By Art Reisman
CTO – APconnections
As a general rule, when a network router sees more packets than it can send or receive on a link, it will drop the extra packets. Intuitively, when your router is dropping packets, one would assume that the perceived slow down, per user, would be just a gradual shift slower.
What happens in reality is far worse…
1) Distant users get spiraling slower responses.

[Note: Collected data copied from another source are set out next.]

PR #577, opened 2024-02-05
extract processing of one configuration resource into separate function

linki:
This more of less only moves inner loop into a separate function. Little easier to think about and maybe opens up some opportunity to combine the `ReconcileStackConfigMap` and `ReconcileStackSecret` functions since they are very similar.


katyanna:
:+1:

controller/stack_resources.go
```diff
@@ -380,10 +406,9 @@ func (c *StackSetController) ReconcileStackConfigMap(
 // running resources is also allowed, so the method checks for changes on the
 // ConfigurationResources to ensure all listed Secrets are properly linked
 // to the Stack.
-func (c *StackSetController) ReconcileStackSecret(
+func (c *StackSetController) ReconcileStackSecrets(
 	ctx context.Context,
 	stack *zv1.Stack,
-	existing []*apiv1.Secret,
```
linki, line 386: @katyanna What I find interesting: If we don't need, i.e. care about, the existing resources, we probable don't need to run [collectConfigMaps](https://github.com/zalando-incubator/stackset-controller/blob/1d30fdbb78b97a47b421bb6b5a2f97d773df6c6e/controller/stackset.go#L564) either 😄 

But I think we'll need it for the inline solution, so let's just keep it.

controller/stack_resources.go
```diff
@@ -318,10 +328,9 @@ func (c *StackSetController) ReconcileStackRouteGroup(ctx context.Context, stack
 // running resources is also allowed, so the method checks for changes on the
 // ConfigurationResources to ensure all listed ConfigMaps are properly linked
 // to the Stack.
-func (c *StackSetController) ReconcileStackConfigMap(
+func (c *StackSetController) ReconcileStackConfigMaps(
 	ctx context.Context,
 	stack *zv1.Stack,
-	existing []*apiv1.ConfigMap,
```
linki, line 324: @katyanna What I find interesting: If we don't need, i.e. care about, the existing resources, we probable don't need to run [collectConfigMaps](https://github.com/zalando-incubator/stackset-controller/blob/1d30fdbb78b97a47b421bb6b5a2f97d773df6c6e/controller/stackset.go#L564) either 😄 

But I think we'll need it for the inline solution, so let's just keep it.

katyanna:
:+1:

linki:
👍

katyanna:
👍

PR #578, opened 2024-02-05
extract owner detection of configuration resources into separate function

linki:
The owner detection loop looks a bit complicated. Extracting some of it into a shared function.

It's not much less code but due to using the named intermediate variables one can reason about what's happening: "Raise error if the resource is owned unless it's us in which case we just return. If it's not already owned, continue processing it."


katyanna:
:+1:

linki:
👍

PR #579, opened 2024-02-05
refactor TestReconcileStackConfigMaps

linki:
This refactors the TestReconcileStackConfigMaps and renames the variables a bit.

Main change though is how the `template` are added to the stack. Before these were Configmaps that were created as part of the test and needed some complicated error logic.

image

Instead they were moved into the `existing` (renamed to `existingConfigMaps`) field because they are created before the test start. Looking at the old version of the test there was no difference between the `existing` and the `template` fields, both were just created via `CreateConfigMaps`.

Furthermore, a new field was introduced containing the ConfigurationResourceReferences that the Stack-under-test should have (`configurationResources`). This avoids the need to have a separate Stack to test the multiple-ConfigResources cases amongst other things, such as makes the test cases more self-contained. It still required the need to extract a lot of variables outside of each test case (before the `tc` loop) to avoid all the boilerplate code.

I still don't agree with mocking `updateObjMeta` because it's kind of the _heart_ of this test case (turning a ConfigMap without `ownerReferences` into one that has them) and exactly this part is completely mocked out. Nevertheless it tests the other parts of the function, iterating over the referenced configurationResources, finding them etc.


linki:
👍

controller/stack_resources.go
```diff
@@ -31,6 +32,15 @@ func syncObjectMeta(target, source metav1.Object) {
 	target.SetAnnotations(source.GetAnnotations())
 }
 
+// isOwned checks if the resource is owned and returns the UID of the owner.
+func isOwned(ownerReferences []metav1.OwnerReference) (bool, types.UID) {
```
gargravarr, line 36: do we really need this function? Isn't `len(ownerReferences) != 0` enough?

controller/stack_resources.go
```diff
@@ -333,42 +342,59 @@ func (c *StackSetController) ReconcileStackConfigMapRefs(
...
+	if err != nil {
+		return err
+	}
 
-		_, err = c.client.CoreV1().ConfigMaps(configMap.Namespace).
-			Update(ctx, configMap, metav1.UpdateOptions{})
-		if err != nil {
-			return err
+	// Check if the ConfigMap is already owned by us or another resource.
+	// If the ConfigMap is owned by another resource, we should not update it.
```
gargravarr, line 366: It seems also that the function also won't update the ConfigMap also if it owns it, just won't return an error. Am I missing something?

controller/stack_resources.go
```diff
@@ -395,37 +420,53 @@ func (c *StackSetController) ReconcileStackSecretRefs(
...
+	if err != nil {
+		return err
+	}
 
-		_, err = c.client.CoreV1().Secrets(secret.Namespace).
-			Update(ctx, secret, metav1.UpdateOptions{})
-		if err != nil {
-			return err
+	// Check if the Secret is already owned by us or another resource.
+	// If the Secret is owned by another resource, we should not update it.
```
gargravarr, line 443: Similar question as [here](https://github.com/zalando-incubator/stackset-controller/pull/579/files?diff=unified&w=1#r1507307150).

controller/stack_resources.go
linki: It's doing more than that. It also returns the found owner, if any.

So it usually becomes as cumbersome as:
```go
if len(ownerReferences) != 0 {
  // do something with ownerReferences[0].UID
}
```

And this could become more complicated when we actually process the list of owners instead of just taking the first one.

With this we can just hide this weird concept of multiple owners a little bit.

linki: Of course, we can simplify it to `getOwner()` that can return an empty string instead of an additional bool.

Then any check for the more existence of an owner would be come `getOwner() != ""` which is still pretty good.

linki: For additional context: My goal would be to extract certain often-used functions into our shared Go library at some point. Getting the owner reliably and consistent is one of those functions because we do that in all kinds of places _and_ use different approaches sometimes.

For this function to be extracted and used throughout several projects, I think it must be a little bit more "elaborate" to be useful across multiple projects without being too complicated again. In this example that means having the `bool` for mere owner existence checks so that I can do a simple `ok, _ := isOwner()` if I only care about that part.

gargravarr: Ah, now that you bring the use in a conditional, yes it's more practical as a function.

controller/stack_resources.go
gargravarr: So the update would just happen only if the resource is orphaned? If so a comment would make this more clear, yes.

linki: If I just [revert this commit](https://github.com/zalando-incubator/stackset-controller/pull/579/commits/560773617497980f4716419c0f2680759f47100f) would that solve your concern?

gargravarr: Looks more clear, yes.

linki: Ok, done

controller/stack_resources.go
linki: Resolved, see other comment thread.

linki:
👍

demonCoder95:
👍

mikkeloscar:
:+1:

PR #580, opened 2024-02-08
Add PlatformCredentialsSet API client 

katyanna:
Preparing for the implementation of the **PlatformCredentialsSet per Stack** feature,
this Pull Request adds `PlatformCredentialsSet` to the zalando.org/v1 api.


mikkeloscar:
@katyanna I think you also need to add the new types here: https://github.com/zalando-incubator/stackset-controller/blob/2104a9601340baee5267a02040d98c8d4820cdd8/pkg/apis/zalando.org/v1/register.go#L35

katyanna:
:+1:

pkg/apis/zalando.org/v1/types_pcs.go
```diff
@@ -0,0 +1,60 @@
...
+}
+
+// PlatformCredentialsStatus is the status part of the Stack.
+// +k8s:deepcopy-gen=true
+type PlatformCredentialsStatus struct {
+	ObservedGeneration int64               `json:"observedGeneration"`
+	Errors             []string            `json:"errors"`
+	Problems           []string            `json:"problems"`
+	Tokens             map[string]struct{} `json:"tokens"`
+	Clients            map[string]struct{} `json:"clients"`
```
mikkeloscar, line 48: Ideally we should have proper types defined here, but it's probably not relevant for the implementation in stackset.

mikkeloscar:
:+1:

pkg/apis/zalando.org/v1/types_pcs.go
AlexanderYastrebov: This actually fails with
```console
/masked/github.com/zalando-incubator/stackset-controller/pkg/apis/zalando.org/v1/types_pcs.go:47:32: not a supported map value type: *ast.StructType
/masked/github.com/zalando-incubator/stackset-controller/pkg/apis/zalando.org/v1/types_pcs.go:48:32: not a supported map value type: *ast.StructType
Error: not all generators ran successfully
```
but the failure is masked by `|| /bin/true || true`:
https://github.com/zalando-incubator/stackset-controller/blob/2bcb26cc48580356857eae40e1399b5893a90a26/Makefile#L38

introduced ages ago by #182

Maybe it was necessary back then but now I think it is not, I tried to clean build a commit before this one (2104a96) with updated Makefile (used old go version due to #610)
```diff
diff --git a/Makefile b/Makefile
index ecd5ca5..5e4ea29 100644
--- a/Makefile
+++ b/Makefile
@@ -35,7 +35,7 @@ $(GENERATED): go.mod $(CRD_TYPE_SOURCE)
        ./hack/update-codegen.sh
 
 $(GENERATED_CRDS): $(GENERATED) $(CRD_SOURCES)
-       go run sigs.k8s.io/controller-tools/cmd/controller-gen crd:crdVersions=v1,allowDangerousTypes=true paths=./pkg/apis/... output:crd:dir=docs || /bin/true || true
+       ~/bin/go1.21.5/bin/go run sigs.k8s.io/controller-tools/cmd/controller-gen crd:crdVersions=v1,allowDangerousTypes=true paths=./pkg/apis/... output:crd:dir=docs
```
and it seems to work (not sure why it adds `x-kubernetes-map-type: atomic` everywhere though, maybe due to https://github.com/kubernetes-sigs/controller-tools/pull/753)

mikkeloscar: Here is an improvement of this: https://github.com/zalando-incubator/stackset-controller/pull/614

PR #584, opened 2024-02-13
Ensure controller only deletes central Ingress/RouteGroup when all segments exist.

gargravarr:
This Pull Request adds a safety check when converting StackSet resources from central ingress to ingess segments: with this check the controller will only delete the central Ingress (or RouteGroup) if and only if all Stacks defining an Ingress and/or a RouteGroup also contain theis segment counterparts.


linki:
👍

gargravarr:
:+1:

PR #586, opened 2024-02-15
make local object reference a pointer so it can really be optional

linki:
The optional subtypes of each configurationResource will always be rendered. This works file but looks weird, especially with more types. Let's see if making it a pointer fixes it.

image

There's no `secretRef` in the YAML but the in-cluster object has an empty struct.


mikkeloscar:
:+1:

katyanna:
👍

Martin Roth, a colleague of ours who founded one of the top performance analysis companies in the world, provided this explanation:
“Any device which is dropping packets “favors” streams with the shortest round trip time, because (according to the TCP protocol) the time after which a lost packet is recovered is depending on the round trip time. So when a company in Copenhagen/Denmark has a line to Australia and a line to Germany on the same internet router, and this router is discarding packets because of bandwidth limits/policing, the stream to Australia is getting much bigger “holes” per lost packet (up to 3 seconds) than the stream to Germany or another office in Copenhagen. This effect then increases when the TCP window size to Australia is reduced (because of the retransmissions), so there are fewer bytes per round trip and more holes between to round trips.”
In the screen shot above (courtesy of avenida.dk), the Bandwidth limit is 10 Mbit (= 1 Mbyte/s net traffic), so everything on top of that will get discarded. The problem is not the discards, this is standard TCP behaviour, but the connections that are forcefully closed because of the discards. After the peak in closed connections, there is a “dip” in bandwidth utilization, because we cut too many connections.
2) Once you hit a congestion point, where your router is forced to drop packets, overall congestion actually gets worse before it gets better.
When applications don’t get a response due to a dropped packet, instead of backing off and waiting, they tend to start sending re-tries, and this is why you may have noticed prolonged periods (3o seconds or more) of no service on a congested network. We call this the rolling brown out. Think of this situation as sort of a doubling down on bandwidth at the moment of congestion. Instead of easing into a full network and lightly bumping your head, all the devices demanding bandwidth ramp up their requests at precisely the moment when your network is congested, resulting in an explosion of packet dropping until everybody finally gives up.
How do you remedy outages caused by Congestion?
We have written extensively about solutions to prevent bottlenecks. Here is a quick summary with links:
1) The most obvious being to increase the size of your link.
2) Enforce rate limits per user.
3) Wse something more sophisticated like a Netequalizer, a device that is designed to specifically counter the effects of congestion.
From Martin Roth of Avenida.dk
“With NetEqualizer we may get the same number of discards, but we get fewer connections closed, because we “kick” the few connections with the high bandwidth, so we do not get the “dip” in bandwidth utilization.
The graphs (above) were recorded using 1 second intervals, so here you can see the bandwidth is reached. In a standard SolarWinds graph with 10 minute averages the bandwidth utilization would be under 20% and the customer would not know they are hitting the limit.”
The excerpt below was a message from a reseller who had been struggling with congestion issues at a hotel, he tried basic rate limits on his router first. Rate Limits will buy you some time , but on an oversold network you can still hit the congestion point, and for this you need a smarter device.
“…NetEq delivered a 500% gain in available bandwidth by eliminating rate caps, possible through a mix of connection limits and Equalization. Both are necessary. The hotel went from 750 Kbit max per accesspoint (entire hotel lobby fights over 750Kbit; divided between who knows how many users) to 7Mbit or more available bandwidth for single users with heavy needs.